[CLAM] RT and port sizes (was Re: AudioPorts Usage)
xavier at create.ucsb.edu
Thu Sep 15 09:26:09 PDT 2005
>I was not meaning that there was any specific problem linked to
spectral processing. Just that processing a networks with node running
with different buffer sizes, thus "called" >at different rates has some
consequences when activated in a real-time context.
I don't see what is the difference between having a process consuming 2N
and taking 50% and another one taking N and consuming 100%, it is just a
matter of algorithm optimization.
To put it simple, when doing block by block processing, latency is the
issue, not CPU usage of a single process. If you are doing spectral
processing and you have a process
that takes more CPU than the FFT, you better take a look at your code
because the FFT is pretty expensive. And we know that libraries such as
the fftw do it in less than 50% CPU time up to pretty large buffer
sizes. As a matter of fact, the individual process latency is rarely
even comparable to the buffer latency.
I would like to see more details of what they do in Jamin and why they
do it. In my experience, multithreading is usually not a good idea. What
you gain in CPU spreading you loose in context switching, especially on
some operating systems.
I am saying this acknowledging, as Pau says, that there are some
Processing objects in CLAM that are not optimized at all. As a matter of
fact some of them, such as the FundFreqDetect need a whole lot of
tweeking if you want them to run in acceptable conditions. But that is
quite "easy" to do once you know the final application it will end up in.
Pau Arumi wrote:
> Stéphane Letz wrote:
>> Le 15 sept. 05 à 10:59, xavier at create.ucsb.edu a écrit :
>>> On Thu, 15 Sep 2005, Stéphane Letz wrote:
>>>> But then you have the following issue : imagine a network which is
>>>> driven ( in a thread+blocking i/o or callback based model) by a
>>>> buffer size of N, but where some internal nodes in the network use 2N
>>>> buffers. Then the 2N nodes get called every 2 callbacks but are
>>>> supposed to handle 2N "token" (frames) in the duration of N to meet
>>>> real-time deadline. Thus an algorithm that would use more 50% of CPU
>>>> time would not run in this configuration if everything is computed in
>>>> the same RT thread.
>>>> This is a typical "problem" Jamin software (doing FFT based
>>>> processing) has also and the way they solve it is to use another
>>>> lower-priority thread that will run along the RT thread, with ring-
>>>> buffer based data exchanges between the 2 threads.

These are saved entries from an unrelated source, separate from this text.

PR #131, opened 2013-07-19
Bump all logging to debug level after SIGTERM/SIGINT

NicolasT:
For investigation & debugging purposes it's useful to know what happens
after a node receives SIGTERM or SIGINT (e.g. to figure out why it's
taking a long time to quit). This change makes sure all logging is
bumped to debug level, ignoring any prior configuration.

See: ARAKOON-416
See: http://jira.incubaid.com/browse/ARAKOON-416


NicolasT:
Validated manually (by first configuring the node to log at error level only), seems to work as expected.

domsj:
LGTM

PR #133, opened 2013-07-22
don't swallow exceptions so the crashlog can be triggered

domsj:


src/node/node_main.ml
```diff
@@ -578,7 +578,9 @@ let _main_2 (type s)
           let log_exception m t =
             Lwt.catch
               t
-              (fun exn -> Logger.warning_ ~exn m) in
+              (fun exn ->
+                Logger.warning_ ~exn m >>= fun () ->
```
NicolasT: Maybe bump level above warning?

domsj: Ok.
It will also still log the exception at fatal in https://github.com/Incubaid/arakoon/blob/2d7bfb336508c8d084b0de5dbac30e2658124f5b/src/node/node_main.ml#L642 , but that of course loses the info about which thread the exception happened in + it happens later, by which time the node might be hanging :). New commit coming up.

PR #134, opened 2013-07-22
add a compression job for the previous tlog if the first value being log...

domsj:
...ged starts a new one (fixes test_sabotage)


NicolasT:
LGTM if CI is happy.

PR #135, opened 2013-07-22
inject FromClient into correct buffer

domsj:
This should fix ARAKOON-420 and ARAKOON-421.

The nodes die because they receive a FromClient message in the slave_wait_for_accept or wait_for_promises state.
A quick look at https://github.com/Incubaid/arakoon/blob/1.6/src/paxos/multi_paxos_fsm.ml#L739 and https://github.com/Incubaid/arakoon/blob/1.6/src/paxos/multi_paxos_fsm.ml#L732 shows that these states cannot receive those messages as they are not subscribed to the messages those buffers should be in.
The Nop inserted at https://github.com/Incubaid/arakoon/blob/1.6/src/paxos/master.ml#L43 however goes through the inject_event which is fixed in this pull request.

### DIFF
--- a/src/node/node_main.ml
+++ b/src/node/node_main.ml
@@ -500,16 +500,24 @@ let _main_2 (type s)
 	      let get_last_value (i:Sn.t) = tlog_coll # get_last_value i in
 	      let election_timeout_buffer = Lwt_buffer.create_fixed_capacity 1 in
 	      let inject_event (e:Multi_paxos.paxos_event) =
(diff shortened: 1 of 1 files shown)


NicolasT:
Guess I need to trust your judgement on this one :smiley:

domsj:
I hoped it would be crystal clear with my lovely explanation, relevant parts are linked so you can easily verify! :)

PR #137, opened 2013-07-26
Arakoon 359

domsj:
TODO
- fleshing out exact requirements with amplidata
- get_db, collapsing, ... ?
- python extensions code
- some tests

But feel free to have a look already and provide some comments

### DIFF
--- a/cfg/arakoon.ini
+++ b/cfg/arakoon.ini
@@ -74,6 +74,7 @@ home = /tmp/arakoon/arakoon_1
 log_level = info
 log_config = default_log_config
 batched_transaction_config = default_batched_transaction_config
+quiesced = true
 
 
 [arakoon_2]
--- a/src/node/node_main.ml
+++ b/src/node/node_main.ml
@@ -442,13 +442,6 @@ let _main_2 (type s)
           make_tlog_coll me.tlog_dir me.tlf_dir me.head_dir me.use_compression me.fsync name
           >>= fun (tlog_coll:Tlogcollection.tlog_collection) ->
           S.make_store db_name >>= fun (store:S.t) ->
-          begin
-            if me.is_quiesced
-            then
-              S.quiesce store
-            else
-              Lwt.return ()
-          end >>= fun () ->
           let last_i = tlog_coll # get_last_i () in
           let ti_o = Some last_i in
           let current_i = (* confusingly ~current_i further in the callstack is too_far_i *)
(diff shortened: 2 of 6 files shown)


cfg/arakoon.ini
```diff
@@ -74,6 +74,7 @@ home = /tmp/arakoon/arakoon_1
 log_level = info
 log_config = default_log_config
 batched_transaction_config = default_batched_transaction_config
+quiesced = true
```
NicolasT, line 77: I'd keep this commented-out by default.

NicolasT, line 77: Maybe we should find a better name. `quiesced` might match the implementation, but isn't obvious from a user perspective.

src/node/node_main.ml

>>> I don't quite get the problem (nor the solution). Let's see, if you
>>> nodes in the network that need 2N buffers, the total "process
>>> latency" in
>>> the network will be at least 2N, no matter what you do and how many
>>> threads you have. Whether that is RT or not does obviously depend on N
>>> (and on what you consider real-time;).
>>> You can think about feeding the N tokens faster-than-real-time into
>>> network but that is obviously not possible under streaming
>>> conditions. You
>>> can also think about having the 2N produce before it has finished
>>> processing the 2N tokens. But you still have the 2N latency
>>> That said, I do understand the 50% CPU algorithm limitation you
>>> but I can't think that is a "typical" problem in spectral
>>> processing. I
>>> have done quite some profiling on spectral networks and never found
>>> limitation. You might get that with very large window sizes but
>>> then the
>>> overall latency is so bad that you shouldn't care about RT anymore.
>> I was not meaning that there was any specific problem linked to
>> spectral processing. Just that processing a networks with node
>> running with different buffer sizes, thus "called" at different
>> rates has some consequences when activated in a real-time context.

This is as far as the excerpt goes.